The smartest person I've ever met was a year behind me in school, but his best friend was in my grade. The best friend, hereafter known as J, was not stupid, per se. He had a flair for war history and practically made a career of witty quips designed to tear me apart at every opportunity. He sat behind me in one of my classes my senior year, and while I slept through the class and earned a high A, his percentage at one point was in the single digits. This was due completely to lack of effort, although I contended that one would have to exert effort in order to do so poorly. Even guessing on every question on the tests should have netted him 25%, right?
I graduated high school second in my class, with a perfect 4.0 GPA, a support system convinced I would make something of myself in the real world, and a major scholarship which allowed me to attend the college of my dreams five hundred miles from home, tuition free. I was on top of the world and could do no wrong. J was entering the military, and I don't even know whether he earned his diploma. I don't recall his presence at graduation.
Since then, I have been knocked down by life at seemingly every opportunity. I allowed myself to feel superior--to J, to all the other students who barely graduated, to all the students with whom I'd spent all those years in Honors classes, to all the students who were accepted to my somewhat prestigious university, most of whom I dismissed as dumb jocks or "sorostitutes." And I have paid dearly for it. I find myself whiling away a lonely summer on the Internet, unable to find employment, an internship, or a research position, scholarship gone, boyfriend off doing exciting things without me, barely passing some of the classes which are the pillars of my major.

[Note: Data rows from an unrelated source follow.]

PR #22836, opened 2019-04-25
Add missing fail() calls in MockRestServiceServerTests

izeye:
This PR adds missing `fail()` calls in `MockRestServiceServerTests`.


snicoll:
Thanks again @izeye!

PR #23642, opened 2019-09-16
Fix race condition in sendBlockingMessage

wilkinsona:
Previously, tests in `ConcurrentWebSocketSessionDecoratorTests` that use the BlockingSession would fail intermittently. This appears to have been due to a race condition in `sendBlockingMessage` where the call to `getSentMessageLatch()` that stores a latch in `nextMessageLatch` on the main thread may happen after the call to `sendMessage` that counts down the latch if it is non-null occurs on the executor's thread.

This pull request updates `sendBlockingMessage` to call `getSentMessageLatch()`
(and therefore store the latch) before it sumbmits the task to the executor. This ensures that the latch will be available when the exeuctor's thread attempts to retrieve and decrement it.
`BlockingSession`'s `AtomicReference` fields have also been made `final` to eliminate the possibility of any visibility problems across threads.


sbrannen:

Thanks, @wilkinsona! 👍

rstoyanchev:
Thanks indeed!

PR #23658, opened 2019-09-18
Avoid ArrayIndexOutOfBoundsException in SpEL's Indexer

JoyceZhan:
When `index == arrayLength`, the array index is also out of bounds.

For this use case, a `SpelEvaluationException` should be thrown instead of
`ArrayIndexOutOfBoundsException`.

### DIFF
--- a/spring-expression/src/main/java/org/springframework/expression/spel/ast/Indexer.java
+++ b/spring-expression/src/main/java/org/springframework/expression/spel/ast/Indexer.java
@@ -439,7 +439,7 @@ public class Indexer extends SpelNodeImpl {
 	}
 
 	private void checkAccess(int arrayLength, int index) throws SpelEvaluationException {
-		if (index > arrayLength) {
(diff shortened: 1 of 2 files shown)


sbrannen:
Can you please provide a test case that fails before the change and passes after the change?

JoyceZhan:
> Can you please provide a test case that fails before the change and passes after the change?

Test case is checked in, see to IndexerTests.java

sbrannen:
> Test case is checked in, see to IndexerTests.java

Thanks for adding the test!

For future reference, please make sure you run `./gradlew check` before pushing commits, since this PR breaks the build due to a missing blank link in the import section of that test class.

I'll fix that before merging.

sbrannen:
This has been merged into `master` in fde7b1e5454ed169719562234799941d9e409135, and I revised the test and moved it to `PropertyAccessTests` in 734ceed3012162513d0e65b0b31edb87f78bd3ab.

Thanks!

Issue #20653, opened 2017-10-24
Add support for MockRestServiceServer to verify multipart request [SPR-16105]


spring-issuemaster:
**[Haruki Okada](https://jira.spring.io/secure/ViewProfile.jspa?name=ocadaruma)** opened **[SPR-16105](https://jira.spring.io/browse/SPR-16105?redirect=false)** and commented

It would be useful to add RequestMatcher to verify multipart/form-data request.

Such as:

```java
// in MockRestRequestMatchers
public static RequestMatcher multipart(final MultiValueMap<String, byte[]> items) {
	// assert equality
}
```

I would like to submit a pull request later.

---

1 votes, 5 watchers

sbrannen:
This related to gh-23671 and should be assessed in conjunction with that.

rstoyanchev:
This is now superseded by #23772.

PR #23671, opened 2019-09-19
Enhanced form data request support in MockRestServiceServer

spac-valentin:
Added FormDataRequestMatchers to be able to verify expected form parameters when using `MockRestServiceServer`

E.g. 

```java
MockRestServiceServer mockServiceServer = MockRestServiceServer.createServer(restTemplate);

mockServiceServer.expect(ExpectedCount.once(), requestTo("/foobar"))
                .andExpect(method(POST))
                .andExpect(formData().value("foo", "bar"))
                .andExpect(formData().value("baz", Matchers.containsInAnyOrder("fizz", "buzz")))
                .andRespond(withSuccess().location(URI.create("/foobar/123")));
```

### DIFF
--- a/spring-test/src/main/java/org/springframework/test/web/client/match/FormDataRequestMatchers.java
+++ b/spring-test/src/main/java/org/springframework/test/web/client/match/FormDataRequestMatchers.java
@@ -1,0 +1,123 @@
+/*
+ * Copyright 2002-2019 the original author or authors.
+ *
+ * Licensed under the Apache License, Version 2.0 (the "License");
+ * you may not use this file except in compliance with the License.
+ * You may obtain a copy of the License at
+ *
+ *      https://www.apache.org/licenses/LICENSE-2.0
+ *
+ * Unless required by applicable law or agreed to in writing, software
+ * distributed under the License is distributed on an "AS IS" BASIS,
+ * WITHOUT WARRANTIES OR CONDITIONS OF ANY KIND, either express or implied.
+ * See the License for the specific language governing permissions and
+ * limitations under the License.
+ */
+
+package org.springframework.test.web.client.match;
+
+import java.io.IOException;
+import java.util.Arrays;
+import java.util.List;
+import java.util.stream.Collectors;
+
+import org.hamcrest.Matcher;
+import org.hamcrest.Matchers;
+
+import org.springframework.http.client.ClientHttpRequest;
+import org.springframework.http.converter.FormHttpMessageConverter;
+import org.springframework.mock.http.MockHttpInputMessage;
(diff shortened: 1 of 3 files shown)


sbrannen:
This related to gh-20653 and should be assessed in conjunction with that.

spac-valentin:
Opened PR for gh-20653 (https://github.com/spring-projects/spring-framework/pull/23772) which should address this too

spring-test/src/main/java/org/springframework/test/web/client/match/FormDataRequestMatchers.java
```diff
@@ -0,0 +1,123 @@
...
+import static org.hamcrest.MatcherAssert.assertThat;
+import static org.springframework.test.util.AssertionErrors.fail;
+
+/**
+ * Factory for assertions on the form data parameters.
+ *
+ * <p>An instance of this class is typically accessed via {@link MockRestRequestMatchers#formData()}
+ *
+ * @author Valentin Spac
+ * @since 5.2
```
rstoyanchev: This will be 5.3.

spring-test/src/main/java/org/springframework/test/web/client/match/FormDataRequestMatchers.java
```diff
@@ -0,0 +1,123 @@
...
+ */
+public class FormDataRequestMatchers {
+
+
+	public RequestMatcher value(String parameter, String... expectedValues) {
+		List<Matcher<? super String>> matcherList = Arrays.stream(expectedValues)
+				.map(Matchers::equalTo)
+				.collect(Collectors.toList());
+
+		return this.value(parameter, matcherList);
```
rstoyanchev: We don't use `this" for methods.

spring-test/src/main/java/org/springframework/test/web/client/match/FormDataRequestMatchers.java
```diff
@@ -0,0 +1,123 @@
...
+	public RequestMatcher value(String parameter, Matcher<Iterable<? extends String>> matchers) {
+		return new AbstractFormDataRequestMatcher() {
+			@Override
+			protected void matchInternal(MultiValueMap<String, String> requestParams) {
+				assertValueCount(parameter, requestParams, 1);
+
+				List<String> values = requestParams.get(parameter);
+				assertThat("Request parameter [" + parameter + "]", values, matchers);
+			}
+		};
```
rstoyanchev: I think these might look better with a lambda + a static method to convert the body to params.

rstoyanchev:
Closing, see https://github.com/spring-projects/spring-framework/pull/23772#issuecomment-645825832.

PR #23676, opened 2019-09-23
Reinitialize SQLErrorCodeSQLExceptionTranslator when initial JDBC connection retrieval failed

### LINKED ISSUE #23675: Incorrect exception type throw by spring jdbc
**Affects:** 5.1.9 and previous versions

Spring-jdbc uses SQLErrorCodeSQLExceptionTranslator with mapping file /spring-jdbc/src/main/resources/org/springframework/jdbc/support/sql-error-codes.xml to map between vendor error codes and relevant Exceptions. E.g.  If underlying database is mysql then vendor error code 1062 gets mapped to DuplicateKeyException. However to be able to identify the vendor itself spring-jdbc invokes JdbcUtils#extractDatabaseMetaData(dataSource, "getDatabaseProductName") which then calls JdbcUtils.extractDatabaseMetaData(DataSource, DatabaseMetaDataCallback). The call JdbcUtils#extractDatabaseMetaData creates a connection using the datasource and then retrieves the database vendor (although vendor name could be available from the driver itself and creating connection may not be necessary). If however creating the connection fails for whatever reason, then SQLErrorCodesFactory will never try to re-initialize SQLErrorCodes and then for the entire life cycle of the application spring will fall back to the SQLExceptionSubclassTranslator.  

This causes spring to throw inconsistent exceptions. E.g. if mysql throws 1062 and SQLErrorCodeSQLExceptionTranslator  is not properly initialized due to connection issue, then SQLExceptionSubclassTranslator will throw DataIntegrityViolationException instead of DuplicateKeyException and this will continue until the application is restarted.

Ideally spring should keep on retrying to discover vendor name if JdbcUtils#extractDatabaseMetaData fails.  This can be very annoying in a cluster where one node with properly initialized SQLErrorCodes  will throw a different exception from a node which is falling back to SQLExceptionSubclassTranslator.

samratdhillon:
closes gh-23675

### DIFF
--- a/spring-jdbc/src/main/java/org/springframework/jdbc/support/SQLErrorCodeSQLExceptionTranslator.java
+++ b/spring-jdbc/src/main/java/org/springframework/jdbc/support/SQLErrorCodeSQLExceptionTranslator.java
@@ -78,6 +78,10 @@ public class SQLErrorCodeSQLExceptionTranslator extends AbstractFallbackSQLExcep
 	@Nullable
 	private SQLErrorCodes sqlErrorCodes;
 
+	/** Reference to the dataSource if SQLErrorCodeSQLExceptionTranslator is initialized via new SQLErrorCodeSQLExceptionTranslator(DataSource dataSource).**/
+	@Nullable
+	private DataSource dataSource;
+
 
 	/**
 	 * Constructor for use as a JavaBean.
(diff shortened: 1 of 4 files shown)


snicoll:
@samratdhillon thanks for the PR and sorry it took so long to process it. I believe this has been addressed in the meantime by #25681.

I ran into J on the Internet tonight. He joined the Marines, got married about six months after we graduated, and has a beautiful baby girl. While it may not be the career or life path I envision for myself, at the age of not quite 21 he has made something of himself, made his life matter. He is honorably serving his country while simultaneously providing for a family, while I sit around crying to my mother about how I'll never get the job I want and making plans to go out with her for Long Island iced teas when I'm old enough.
Every step I try to take forward finds me facing yet another obstacle. By the time I was a junior in high school I had my life all figured out. Graduate with straight A's and go to university on scholarship, which I did, and then earn a degree in Chemistry and possibly a Master's as well in four years, all without costing my mother more than a few thousand dollars, moving on to work my way up to BSL-4 researcher with the Centers for Disease Control and Prevention in Atlanta. I didn't need a husband or a family; my way was decided and I was going to get there. Now none of those plans is the least bit certain, and some of them have become downright impossible. I find myself humbled.